Uno di loro, vedendosi guarito, tornò indietro lodando Dio a gran voce, e si prostrò davanti a Gesù, ai suoi piedi, atteggiamento tipico dei discepoli, per ringraziarlo. Dal verbo ringraziare deriva l’eucaristia che significa appunto “ringraziamento”. Ed ecco la novità, la sorpresa dell’evangelista,  Era un Samaritano.

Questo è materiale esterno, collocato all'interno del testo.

PR #3102, opened 2022-11-24
fix: Fix warnings for deprecated options

marikaner:
I noticed that currently we ALWAYS show a warning that `generateNpmrc` is deprecated. This PR fixes this to only happen when the option is used.


fwilhe (approved):

marikaner:
@FrankEssenberger I'll go ahead and enable auto-merge. There will be a second PR for duplicates, in case you have further feedback, I can add it then.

E’ interessante che, mentre la malattia accomuna questi lebbrosi giudei, galilei e samaritani, poi dopo, una volta guariti, l’unico che mostra un sentimento di gratitudine e di riconoscenza non è uno appartenente al popolo d’Israele, ma quello che era considerato l’essere più lontano, peccatore, impuro fin dalla nascita, escluso comunque da ogni rapporto con Dio. Era un Samaritano.
E’ una caratteristica di questo evangelista vedere che i modelli della fede in questo vangelo sono sempre gli stranieri o sempre le persone più lontane. Gesù già aveva elogiato la fede del centurione, la fede della prostituta, dell’emorroissa e quella del cieco. Più le persone sono ritenute lontane da Dio e più in loro c’è questo sentimento di gratitudine; percepiscono subito i segni di Dio nella loro vita.
Ma Gesù osservò: “Non ne sono stati purificati dieci? E gli altri nove dove sono? Non si è trovato nessuno che tornasse indietro a rendere gloria a Dio…”; rendere gloria a Dio era il privilegio di Israele. Ebbene questo privilegio che era esclusivo di Israele, ora è per tutta l’umanità, compresi i samaritani.
“All’infuori di questo straniero?”. E’ l’unica volta che nel vangelo appare il temine straniero, e straniero indicava il nemico, il rifiutato, in maniera positiva.  E gli disse: «Àlzati e va’; la tua fede ti ha salvato!». Gesù, secondo Luca, continua questo insegnamento su che cos’è la fede. La fede non è un dono che Dio dà ad alcuni, ma la risposta degli uomini al dono d’amore che Dio fa a tutti.
Quelli che percepiscono questo amore e rispondono, questo si chiama fede. Qui abbiamo visto, Gesù stesso lo dice, tutti i dieci sono stati guariti, ma soltanto uno è tornato, ha risposto a questa guarigione. E questa è la fede. Quindi la fede non è un dono che Dio fa ad alcuni e ad altri meno, ma la risposta degli uomini al dono d’amore che Dio fa. E che cos’è la fede? La fede è saper rispondere positivamente a quegli avvenimenti che la vita ci fa incontrare.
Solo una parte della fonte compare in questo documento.